Today she brought home another “Dutch Masterpiece”, Mondrian which is a Swiss-style cheese named after Piet Mondrian (originally “Mondriaan”). Rembrandt and Vincent have pictures of the famous painters on their labels. Mondrian cheese instead bears a painting that appears vaguely Cubist, but is what the Artist called Now-Plasticism. Although Mondrian painted landscape scenes, he is primarily remembered for these paintings which consisted of a white ground with thick black vertical and horizontal lines with blocks filled with red, blue and yellow. 

This cheese arrives vac-packed and is carried on the cheese island, adjacent to The Lady’s kiosk. It is an ivory-colored cheese with large “eyes” that sets Swiss-style cheese apart from most other cheeses, although many aged Gouda may contain “eyes” as well. (The eyes are created late in the production of this style cheese as a result of CO2 being released as part of a natural reaction as the bacteria used in production consumes the lactic acid. See the “trivia” note below…)
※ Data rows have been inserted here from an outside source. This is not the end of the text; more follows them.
PR #31, opened 2018-08-01
JCRVLT-313 - making FSRegisteredPackage build on cachable FSInstallSt…

DominikSuess:
…ate and return vltpackage only lazily


tripodsan:
@DominikSuess this is merged in. can you close it?

PR #32, opened 2018-08-01
Issue/jcrvlt 314

DominikSuess:


vault-core/src/main/java/org/apache/jackrabbit/vault/packaging/registry/impl/FSPackageRegistry.java
```diff
@@ -231,7 +231,7 @@ private File getPackageMetaDataFile(@Nonnull PackageId id) {
     /**
      * {@inheritDoc}
      */
-    public VaultPackage open(File pkg) throws RepositoryException {
+    public VaultPackage open(File pkg) throws IOException {
```
tripodsan: I would not return NULL here, as the consumer (FSRegisteredPackage) doesn't expect this.

vault-core/src/main/java/org/apache/jackrabbit/vault/packaging/registry/impl/FSRegisteredPackage.java
```diff
@@ -39,24 +39,27 @@
...
-        return vltPkg.getId();
+        return installState.getPackageId();
     }
 
     @Nonnull
     @Override
     public VaultPackage getPackage() throws IOException {
-        return vltPkg;
+        this.vltPkg = registry.open(installState.getFilePath().toFile());
+        return this.vltPkg;
```
tripodsan: you overwrite `this.vltPkg`. is this intended? or would it be better to do:

```
if (this.vltPkg == null) {
  this.vltPkg = ...
}
```

vault-core/src/main/java/org/apache/jackrabbit/vault/packaging/registry/impl/FSRegisteredPackage.java
```diff
@@ -39,24 +39,27 @@
...
-    private VaultPackage vltPkg;
+    private FSInstallState installState;
     private FSPackageRegistry registry;
 
-    public FSRegisteredPackage(FSPackageRegistry registry, VaultPackage vltPkg) throws IOException, RepositoryException {
-        this.vltPkg = vltPkg;
+    private VaultPackage vltPkg = null;
+
+    public FSRegisteredPackage(FSPackageRegistry registry, FSInstallState installState) throws IOException, RepositoryException {
+        this.installState = installState;
```
tripodsan: what about the other methods like `isInstalled()` or `getInstallationTime()`. shouldn't they rely on the immutable installstate?

otherwise, I would not store the installState in this object, but only remember `packageId` and `filePath`. i..e:
```
this.packageId = installState.getPackageId();
this.filePath = installState.getFilePath();
```

tripodsan:
@DominikSuess this PR is merged into trunk. can you close it? thanks.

Mondrian, the cheese is nutty and sweet with a more pronounced flavor profile than found in the milder Jarlsberg, a Swiss-style cheese made in Norway (so noted for my friend, Mary, and her battalion of fellow travelers protecting the Easter US Quadrant commonly known as Virginia). However, it doesn’t reach the heights of complex flavor found in the King of Swiss cheeses, Emmenthal.

The Lady served this fine cheese with crackers and a little jar of Spicy Red Wine Mustard from Vintner’s Kitchen (The Folks at Vintner’s Kitchen have really got it going on when it comes to making jams, jellies and mustards – all containing the fruits of the vine… check them out; you’ll be glad you did). As you might expect, The Man swooned while I quietly maintained my dignity and prayed I would get my fair half-share before The Man ate it all.
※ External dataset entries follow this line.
PR #36, opened 2018-09-06
JCRVLT-319 - allow definition of packageIds that are externally satis…

DominikSuess:
…fied when building executinplan - consumer takes over responsibility to install those upfront (allows building of stacked executionplans)

### DIFF
--- a/vault-core/src/main/java/org/apache/jackrabbit/vault/packaging/registry/ExecutionPlanBuilder.java
+++ b/vault-core/src/main/java/org/apache/jackrabbit/vault/packaging/registry/ExecutionPlanBuilder.java
@@ -103,7 +103,7 @@ public interface ExecutionPlanBuilder {
      * @throws PackageException if the plan is not valid.
      */
     @Nonnull
-    List<PackageId> calculate() throws IOException, PackageException;
+    List<PackageId> calculateIds() throws IOException, PackageException;
     
     /**
      * builds an executes the plan synchronously.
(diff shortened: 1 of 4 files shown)


vault-core/src/main/java/org/apache/jackrabbit/vault/packaging/registry/ExecutionPlanBuilder.java
```diff
@@ -84,6 +86,25 @@
...
+
+    /**
+     * Triggers Validation and returns PackageIds of all packages to be installed
+     * by this builder
+     * @return List of packages to be installed by this builder.
+     * @throws IOException if an I/O error occurrs.
+     * @throws PackageException if the plan is not valid.
+     */
+    @Nonnull
+    List<PackageId> calculateIds() throws IOException, PackageException;
```
tripodsan: - Should be a Set (unless the order is important)
- I don't like the name. The tasks could also be removal tasks. so what about `List<PackageTask> preview()` ?

DominikSuess: fixed

DominikSuess:
@tripodsan  this somehow fell through the cracks - as I'm just stuck due to this as I currently don't get clean layering of execution plans without this. it would be great if you could have a quick look - I 
 incorporated your proposed changes.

I give Mondrian 3 Paws out of 4 Paws (cause that’s all I’ve got).

Serving Suggestions: This cheese works well on a cheese board but is equally qualified to proudly be part of a grilled ham and cheese panini. You can also use it in mac n cheese and other cooking creations.

Wine Pairing: This cheese pairs well with a white such as Pinot Gris; a red like Zinfandel and even with a Port.

Beer Pairing: Your favorite Dortmunder is an excellent choice with Mondrian.

Source: Pasteurized Cows’ milk

Trivia: Swiss-style cheese without eyes is called “Blind”.

(Stay Tuned: we are only 2 posts and pages away from our 500th post here (doesn’t include our sister recipe blog, cheesemonger recipes). We have big plans for 500!!)

 

5 comments on “Mondrian, Another Dutch Master from Holland”

  1. Pingback: Tweets that mention Mondrian, Another Dutch Master from Holland « Cheesemonger's Weblog -- Topsy.com

  2. Fons van den Hout

    Hello,
    Seen your info about “Rembrandt” and “Vincent”. What’s in a name:
    Try to adapt DUTCH FARMERS CHEESES…Best rawmilkproducts… unique in taste and structure.
    Help small farmers to stay in business and…beware the landscape!
    Fons van den Hout, kaas-expert, Tilburg, The Netherlands.
    http://www.kaasblog.nl You can translate in your language)
    If you need help…mail me!
    Fons.

  3. cheesemonger

    Fons, The Lady would love to carry more raw milk cheeses from Europe but working for a large US Corporation ties her hands. Buying decisions are, sadly, far above her pay grade. Thanks for reading and posting; it’s always good to hear from you.